USING GRAVITY AND MAGNETICS TO DELINEATE STRUCTURAL CONTROLS ON GEOTHERMAL FLUIDS, NORTHERN CACHE VALLEY, IDAHO

The Northern Cache Valley (NCV) of southeastern Idaho is a north-south trending Basin and Range graben that is receiving renewed interest for its geothermal potential. Several geophysical and hydrological studies of the NCV occurred during the 1970’s motivated by the presence of thermal wells and springs in the area, culminating with geothermal exploration wells drilled by Sunedco Energy Development. The test borehole temperatures were deemed too low for power production using technology available at that time (test hole temperatures < 120^o C). In January of 2014, a water well drilled to 79 meters, encountered Na-Cl-HCO₃ water with a measured bottom hole temperature of 104^o C. Traditional magnesium corrected Na-K-Ca geothermometry of water from that well estimated the temperature of the thermal reservoir to be 204° C. Inspired by this revived interest, new studies utilizing updated geochemical and geophysical techniques are currently under way.

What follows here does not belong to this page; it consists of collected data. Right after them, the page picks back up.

PR #12878, opened 2025-02-18
feat(MeshHealthCheck): deprecate HealthyPanicThreshold property for MeshHealthCheck policy

### LINKED ISSUE #11938: Deprecate `HealthyPanicThreshold` for MeshHealthCheck policy
### Description

The `HealthyPanicThreshold` property is a common configuration for the envoy `config.cluster.v3.Cluster.CommonLbConfig`. It seems more appropriate in MeshCircuitBreaker policy because it's more often used than MeshHealthCheck.

We should deprecate it rather than keep it for both policies, otherwise we hit some conflicts.

Steps from Charly:
 - Deprecate in MeshHealthcheck
 - Document in MeshHealthcheck doc that MeshCircuitBreaker can be used to modify panic threshold
 - During transition make MeshCircuitBreaker override MeshHealthCheck if both are set

Icarus9913:
## Motivation

We need to deprecate `HealthyPanicThreshold` property for MeshHealthCheck policy. Then we gonna supplement this field in MeshCircuitBreaker policy

## Supporting documentation

Fix #11938

### DIFF
--- a/app/kumactl/cmd/install/testdata/install-control-plane.defaults.golden.yaml
+++ b/app/kumactl/cmd/install/testdata/install-control-plane.defaults.golden.yaml
@@ -1861,7 +1861,8 @@ spec:
                             Allows to configure panic threshold for Envoy cluster. If not specified,
                             the default is 50%. To disable panic mode, set to 0%.
                             Either int or decimal represented as string.
-                            Deprecated: use MeshCircuitBreaker instead.
+                            Deprecated: the setting has been moved to MeshCircuitBreaker policy,
+                            please use MeshCircuitBreaker policy instead.
                           x-kubernetes-int-or-string: true
                         healthyThreshold:
                           description: |-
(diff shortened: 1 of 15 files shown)


app/kumactl/cmd/install/testdata/install-control-plane.defaults.golden.yaml
```diff
@@ -1861,6 +1861,7 @@ spec:
                             Allows to configure panic threshold for Envoy cluster. If not specified,
                             the default is 50%. To disable panic mode, set to 0%.
                             Either int or decimal represented as string.
+                            Deprecated: use MeshCircuitBreaker instead.
```
lukidzi, line 1864: Can we add a more clear message? 

example:
> the setting has been moved to MeshCircuitBreaker policy. Please use MeshCircuitBreaker policy instead.

Icarus9913:
Update website: https://github.com/kumahq/kuma-website/pull/2190

lukidzi (approved):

Present understanding of the NCV geothermal system suggests that fluid flow is associated with a fault(s) adjacent to Little Mountain – a small secondary horst complex within the primary Cache Valley graben. The existing data from the area is relatively sparse and is not suitable for pinpointing the location of faults thought to carry thermal water from depth to the near surface. To accurately characterize the plumbing of the geothermal system, lines of closely spaced potential field (gravity and magnetic) measurements were performed across the suspected location of the Little Mountain bounding faults. Analysis of these data in conjunction with existing hydrogeologic and geochemistry data will aid in determining fault locations carrying thermal fluid to shallow depths. Future work proposed to better characterize the geothermal system includes thermal imaging, utilizing an unmanned aerial vehicle (UAV), to detect elevated ground surface temperatures thought to exist based on preferential snow melt in the area.